With over 93 million cases of the coronavirus disease of 2019 (COVID-19) worldwide, clinicians continue to search for new treatment options to reduce its morbidity and mortality. While 80–90% of COVID-19 patients are asymptomatic or have only mild symptoms, some develop severe pulmonary complications, including Acute Respiratory Distress Syndrome (ARDS). Among those who develop ARDS, there is a high mortality rate. Factors causing some patients to progress from mild to severe symptoms have not been fully elucidated, but the change can occur quickly, with an average of 8 days between first symptom and ARDS onset. This period presents a time where intervention may be able to prevent clinical worsening. Unlike in severe COVID-19 cases, providers have very few treatment options to offer patients with mild-to-moderate symptoms in order to prevent progression to severe disease.
Hence, based on individual researches, we propose that spirometry or pulmonary function testing could be considered an intervention to treat patients with mild-to-moderate COVID-19 disease, based on user PFT-results, or help in early diagnosis of chronic lung diseases like: asthma, COPD, cystic and pulmonary fibrosis. It is also helpful as part of a system of health surveillance, in which breathing patterns are measured and can be intelligently analyzed over time.
Spirometry is the most common type of pulmonary function or breathing test.
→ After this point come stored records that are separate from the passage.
PR #2357, opened 2024-01-16
feat: Add managed account to the SDK

sfc-gh-asawicki:
Add managed account to the SDK:
- used generator
- changed no quotes to single quotes for `ADMIN_NAME`

References
* [CREATE MANAGED ACCOUNT](https://docs.snowflake.com/en/sql-reference/sql/create-managed-account)
* [DROP MANAGED ACCOUNT](https://docs.snowflake.com/en/sql-reference/sql/drop-managed-account)
* [SHOW MANAGED ACCOUNTS](https://docs.snowflake.com/en/sql-reference/sql/show-managed-accounts)


pkg/sdk/managed_accounts_def.go
```diff
@@ -0,0 +1,70 @@
...
+		g.NewQueryStruct("CreateManagedAccount").
+			Create().
+			SQL("MANAGED ACCOUNT").
+			Name().
+			QueryStructField(
+				"CreateManagedAccountParams",
+				g.NewQueryStruct("CreateManagedAccountParams").
+					TextAssignment("ADMIN_NAME", g.ParameterOptions().SingleQuotes().Required()).
+					TextAssignment("ADMIN_PASSWORD", g.ParameterOptions().SingleQuotes().Required()).
+					PredefinedQueryStructField("typeProvider", "string", g.StaticOptions().SQL("TYPE = READER")).
```
sfc-gh-swinkler, line 45: should this be an enum rather than hardcoding? currently the only type supported is READER, but that could change in the future.

pkg/sdk/testint/managed_accounts_gen_integration_test.go
```diff
@@ -0,0 +1,136 @@
...
+	}
+
+	cleanupMangedAccountProvider := func(id sdk.AccountObjectIdentifier) func() {
+		return func() {
+			err := client.ManagedAccounts.Drop(ctx, sdk.NewDropManagedAccountRequest(id))
+			require.NoError(t, err)
+		}
+	}
+
+	createManagedAccountBasicRequest := func(t *testing.T) *sdk.CreateManagedAccountRequest {
```
sfc-gh-swinkler, line 38: we should have a discussion on what the structure for these kinds of test request helpers should be. i think there are a few different patterns right now. also there's the helpers_test.go file in the integration test folder, I think we should refactor that as well.

sfc-gh-swinkler (approved):

sfc-gh-jcieslak (approved):

pkg/sdk/testint/managed_accounts_gen_integration_test.go
sfc-gh-asawicki: We have already an issue for the helper test (SNOW-936093). We will have the discussion there. You are right we should unify the current approaches.

pkg/sdk/managed_accounts_def.go
sfc-gh-asawicki: It can change in the future, but it's currently hardcoded in the docs. We can change it without problems later (if needed - because it may never change).

PR #2380, opened 2024-01-19
feat: Use SDK in the storage integration

sfc-gh-jcieslak:
- Replacing snowflake package with SDK one
- Fixing some of the bugs
- Existing tests rewritten in the new framework + added new ones


pkg/resources/helpers_test.go
```diff
@@ -21,6 +22,26 @@ const (
 	onAll
 )
 
+var (
+	awsBucketUrl, awsBucketUrlIsSet = os.LookupEnv("AWS_EXTERNAL_BUCKET_URL")
```
sfc-gh-asawicki, line 26: I had a comment about naming these in other PR. It also applies here.

pkg/resources/storage_integration.go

This test measures how much air you can breathe in and out of your lungs, as well as how easily and fast you can the blow the air out of your lungs.
Common lung parameters measured through Spirometers (as per ATS/ERS standards) should include:
- Forced vital capacity (FVC).
- Forced expiratory volume in 1 second (FEV1).
- FEV1/FVC ratio
- Peak Expiratory flow rate (PEFR)
- and others like tidal volume, TLC, FEF, FEV6, DLCO, MVV, etc.
COVID-19 Impact on Global Spirometer Market
The World Health Organization (WHO) declared COVID-19 as a pandemic on March 11, 2020. This pandemic has disrupted growth in many economies across various domains. Respiratory diseases are among the leading causes of death in the world, making up five of the top 30 causes. Chronic obstructive pulmonary disease (COPD) is the third-most-leading cause of death. COVID-19 outbreak has caused increased incidence on respiratory diseases. The pandemic has caused disruption in health systems all over the world. It is anticipated that there will be a surge in the number of ARDS patients requiring respiratory support, and there may be an increase in the demand for spirometer.
Long before, the idea for Spir-O was conceptualized, we had carefully studied numerous spirometer designs both existing in the market and within the open-source hardware community. While, most of them were engineered on turbine based flow measurement, and a few on pneumotach and ultrasonics.
Spir-O was envisioned to be low-cost, easily-replicable, scalable and fully open-source, such that it becomes a necessary tool of affordable "vital-signs" measurement device. Besides, Spir-O encompasses BME280 and CCS811 sensor by Sparkfun, that is utilized to measure CO2 and TVOC concentration, along-with parameters like temperature, humidity and relative altitude, that could be referenced for measuring:
- Breath-Temperature, humidity and VOC-concentration during expiration maneuver.
- FEV(1), FVC, FEV(1)%, PEFR for both inspiration & expiration maneuvers.
- Audio-feedback that aids during the test-sequence.
- Integration of AWS Cloud Service for demonstrating as IoT healthcare device.
Since, the hardware design for this challenge is based on sponsored (thanks x1.21 gigawatts) M5Stack Core2, which itself is based on popular Esp32, resources were easily available on various communities (once-againthanks x1.21+1e gigawatts).
Hence, the initial step was to design PCB and CAD model for our project and were successfully home-grown after multiple iterations on our less popular PCB-milling and 3D printing machines respectively.
The second step was of decision-making whether to build or buy the 'turbine' as numerous printed versions shamelessly failed during the initial tests and hence the one from MIR (Medical International Research) was chosen since, almost 80% of spirometer manufacturers use it in their devices.
!pics...but product-history over the course of project-completion.
Conclusion: Despite every efforts to furnish your project, it still feels the project hasn't met it's goal and that is the universal story of every project existing on the open-source community, lying within 'design-test-design' ; closed-loop.
As the project was completed, it stretched new goals and hurdles (not including code-bugs), that were encountered serially and still, features like on-board machine-learning for detection of sensor parameter anomaly, disease-classification and detection based on (coarse)-ML model (work in progress), and utilization of AWS services up to it's mark, lacks in the present version, and definitely would be done in the next iteration.
Thanks once again to AWS IoT Edukit and Hackster Community for organizing this event.